AAI services may be provided in individual patient rooms, group activity rooms, and/or common areas depending on the facility and target population. Designated outdoor space in close proximity to the health care facility must be identified for exercising dogs and for sanitary elimination away from patient areas. Designated areas for AAI team parking may be needed, depending on the facility.
2.4Defining the Intervention
Once the target population and space requirements have been defined, consideration of the type of AAI (group or individual) most appropriate for the facility should be addressed. Some health care facilities benefit most from AAI at designated times by small groups of AAI teams. Such group visits typically take place with interested patients brought to a large common room and are monitored by staff. The activity may take place with several AAI teams present at once, or one AAI team visiting all of the patients in the group. This type of group activity may work well in a lower acuity setting such as a partial hospitalization program or a skilled nursing facility. This type of group AAI may also support the goals of treatment in ways that private visitation would not. For example, a psychiatrist may ask an AAI team to be present prior (or during if the therapy dog handler happens to be employed on psychiatry services) to group therapy sessions in order to encourage attendance by patients on an inpatient psychiatric unit and increase interaction among patients.

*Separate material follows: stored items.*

Issue #6535, opened 2023-09-27
Add flag to toggle the messenger logging


fregante:
- Part of https://github.com/pixiebrix/webext-messenger/issues/130

I think this can be a dev-only flag that can be shown in the options. 

Tentatively assigning it to myself for exploration.

PR #6546, opened 2023-09-30
Toggle messaging logs at runtime

fregante:
Blocked by https://github.com/pixiebrix/webext-messenger/pull/153

Until then, this won't run locally.

## What does this PR do?

Brings this over from the messenger:

- https://github.com/pixiebrix/webext-messenger/pull/134
- Closes https://github.com/pixiebrix/pixiebrix-extension/issues/6535

## Discussion

- If we're not going to add this to the main options, I can have it toggled via console like `window.pbToggleDark()`
- I thought about implementing this via `localStorage` so that it's synchronous, but `localStorage` is per-origin, so you'd have to enable it manually for every website

## Demo

https://github.com/pixiebrix/pixiebrix-extension/assets/1402241/30fa16bd-1465-4ea4-a670-20b8fe0c96a4

## Team Coordination

- [x] This PR requires a feature flag

## Checklist


src/extensionConsole/pages/settings/LoggingSettings.tsx
```diff
@@ -69,10 +72,30 @@ const LoggingSettings: React.FunctionComponent = () => {
...
+              <BootstrapSwitchButton
+                size="sm"
+                onstyle="info"
+                offstyle="light"
+                onlabel=" "
+                offlabel=" "
+                checked={logMessenger}
+                onChange={async (toggleValue) => {
+                  setLogMessenger(toggleValue);
+                }}
```
fregante, line 98: Does it make sense to add this toggle in this section? The description mentions "stored logs" whereas this feature refers to "browser console log".

The section is titled "Developer Settings" though

src/hooks/logging.ts
```diff
@@ -15,39 +15,9 @@
...
-
-  const update = useCallback(
-    async (newConfig: LoggingConfig) => {
-      await setLoggingConfig(newConfig);
-      setConfig(newConfig);
-    },
-    [setConfig]
-  );
-
-  return [config, update];
```
fregante, line 52: I took all this logic and extracted it into a `useUpdatableAsyncState` hook. It feels like this pattern should be super common but I don't see any existing hooks using it.

- `useState`: you have to manually set any async values via `useAsyncEffect`
- `useAsyncState`: it doesn't take a setter
- `useAsyncExternalStore`: it doesn't take a setter


Usage:

```js
const [value, setValue] = useUpdatableAsyncState(asyncGetter, asyncSetter);
```

It doesn't expose any "in progress" state though.

src/hooks/useUpdatableAsyncState.ts
```diff
@@ -0,0 +1,51 @@
...
+  const update = useCallback(
+    async (newValue: S) => {
+      await setter(newValue);
+      setValue(newValue);
+    },
+    [setValue, setter]
+  );
+
+  return [value, update];
+}
```
fregante, line 51: Copy-pasted from `src/hooks/logging.ts` and made generic

src/background/background.ts
```diff
@@ -45,6 +46,7 @@ import { initLogSweep } from "@/telemetry/logging";
 import { initModUpdater } from "@/background/modUpdater";
 
 void initLocator();
+void initMessengerLogging();
```
fregante, line 49: Every context now has to check the storage and optionally turn logging on. This introduces a race condition.

Alternatives:

- await this call and delay every content (😬) 
- enable logging by default, disable it after checking the storage

The latter will leak some early logs, but it's probably better than losing them. Should I flip it?

src/utils/storageUtils.ts
```diff
@@ -63,24 +63,33 @@ export type StorageKey = ManualStorageKey | ReduxStorageKey;
...
-  defaultValue?: T,
+  defaultValue: T,
+  area?: "local" | "session"
+): Promise<T>;
+async function readStorage(
+  storageKey: StorageKey,
+  defaultValue?: unknown,
   area: "local" | "session" = "local"
-): Promise<T | undefined> {
+): Promise<unknown> {
```
fregante, line 77: I had to update these types after adding my new files to the strict config.

Changes:

- don't return `T | undefined` when a `defaultValue` is provided; only return `T`

fregante (commented):
This PR depends on an unpublished version of webext-messenger. The demo was recorded with a local installation.

Please review the setup and code and I'll update this PR when possible.

src/background/background.ts
grahamlangford: I'm inclined to agree to flipping it. @twschiller can you weigh in?

src/extensionConsole/pages/settings/LoggingSettings.tsx
grahamlangford: I think it makes more sense to include it here than in another existing card or creating a new card. We should provide a separate description for this toggle to differentiate.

Other facilities may choose to structure AAI individually with one AAI team visiting one patient room at a time. The latter option allows for more personalized interactions with the AAI team for patients, families, and staff, but requires more planning and AAI team orientation and preparation. Additional aid from staff in the form of escorts may be needed for individual visitation in some areas, or AAI teams may need additional materials such as linens, sanitizers, maps, and unit guides in order to safely visit if unaccompanied by staff. Generally, individual visitation is preferable in acute inpatient settings, not only to reach more patients, but also to minimize risk of cross contamination between patients in group settings. Additionally, there is less risk of inappropriate interactions or distractions between dogs when AAI teams visit alone as opposed to as a group.
2.5AAI Program Staffing
Staffing for an AAI program varies according to the program size, structure of interventions, and the resources available in the community and facility. Administrators should consult with human resources team members in order to determine appropriate design, recruitment, and onboarding for any positions associated with the AAI program. Additionally, the U.S. Office of Personnel Management and the U.S. Department of Labor provide online resources for job analysis, job design, and employee assessment and selection (please see Additional Resources). Ideally, a dedicated administrative staff person (program director/administrator) with a background in AAI practice, program administration skills, and expertise in coordinating volunteers is hired to direct the program. This individual works closely with the volunteer office of the health care facility, and should report to appropriate health care administrators (see Figure 3). Other staff members may be external or internal hires, internal transfers, or employees who may benefit from job redesign.
Figure 3 Sample basic AAI program organizational chart. The AAI coordinator/director should have a clear reporting line to a hospital administrator and maintain regular communication with the volunteer coordinator of the facility. In this instance, AAI teams at the facility have dual reporting to both the AAI program leader and the volunteer manager.